Article

Summing Up the U.S.-China Summit

Important Baby Steps

President Obama persuades China to take some important baby steps toward meaningful international cooperation, writes Nina Hachigian.

President Barack Obama talks with China's President Hu Jintao at the start of the morning plenary session at the G-20 summit in Pittsburgh. The two leaders made progress at a summit this month on a range of shared issues. (AP/Charles Dharapak)
President Barack Obama talks with China's President Hu Jintao at the start of the morning plenary session at the G-20 summit in Pittsburgh. The two leaders made progress at a summit this month on a range of shared issues. (AP/Charles Dharapak)

President Barack Obama is taking the right approach in treating China as a key partner on global challenges by emphasizing the need for joint problem solving on his recent trip. But no one said it would be easy to cooperate with China’s leaders—or thrilling.

Case in point: the joint statement released by President Obama and his counterpart Hu Jintao. The document is remarkable in scope, but shows that the most we can expect on our shared agenda is incremental progress.

A presidential summit is what they call in government an “action-forcing event.” When heads of state meet and the cameras roll, the foreign policy bureaucracies of both nations are motivated to go for the gold.
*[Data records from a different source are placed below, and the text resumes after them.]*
Issue #915, opened 2026-02-01
Custom themes appear in "Edit Theme" but not in "Select Theme"


MathiasDrizzy:
### Description
Custom themes installed in `~/.config/fresh/themes/` are visible when using "Edit Theme → Open Theme" (Ctrl+O), but they don't appear in the "Select Theme" command palette option.

### Steps to Reproduce
1. Download custom theme files (e.g., [Catppuccin themes](https://github.com/milon/catppuccin-fresh))
2. Copy `.json` theme files to `~/.config/fresh/themes/`
3. Restart Fresh
4. Press `Ctrl+P` and search for "Select Theme"
   - **Expected**: Custom themes appear in the list
   - **Actual**: Only built-in themes are shown
5. Press `Ctrl+P` and search for "Edit Theme", then press `Ctrl+O` (Open)
   - **Actual**: Custom themes ARE visible here

### Environment
- Fresh version: `0.1.98`
- OS: macOS
- Installation method: Homebrew

### Workaround
The only way to select a custom theme is through "Edit Theme → Open Theme" or by manually editing `~/.config/fresh/config.json`:
```json
{
  "version": 1,
  "theme": "catppuccin-mocha"
}
```

However, even with this config, Fresh loads the default theme instead of the custom one.

### Expected Behavior
Custom themes in `~/.config/fresh/themes/` should:
1. Appear in the "Select Theme" command palette
2. Be selectable and applied when chosen
3. Be loaded from `config.json` on startup

### Additional Context
Theme files are valid JSON matching the documented format from https://getfresh.dev/docs/features/themes. I've verified:
- JSON syntax is valid
- Theme structure matches documentation
- File permissions are correct (`-rw-r--r--`)
- Cleared Fresh caches in `~/Library/Application Support/fresh/`

sinelaw:
Should be fixed in master branch

PR #930, opened 2026-02-02
Fix theme directory on macOS

sinelaw:
Use DirectoryContext as calculated in main bringup flow instead of guessing default paths for config


sinelaw:
Fixes #915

The results of the summit likely represent the most the United States and China could both sign off on at this moment. These gains are not earth shattering, but they unquestionably represent forward movement in some areas.

The most specific and ambitious plans came in climate and energy. In addition to throwing support behind a binding deal at Copenhagen, the two sides agreed to launch, among other programs:

  • An electric car initiative
  • A joint clean-energy research center
  • A partnership on developing clean coal technologies
  • A collaboration to help China develop an accurate greenhouse gas emissions inventory
  • A U.S.-China Energy Cooperation Program to bring the private sectors of both nations into the clean-energy transformation so necessary for both nations to undertake

On the economy, less specific plans were announced but the two presidents reaffirmed the role of the Group of 20 developed and developing nations as the premier international leadership forum as well as the “cooperative process on mutual assessment” agreed to by the G-20 last month. This refers to an initiative announced at the recent G-20 summit in Pittsburgh whereby member countries will submit their macroeconomic plans to one another for review.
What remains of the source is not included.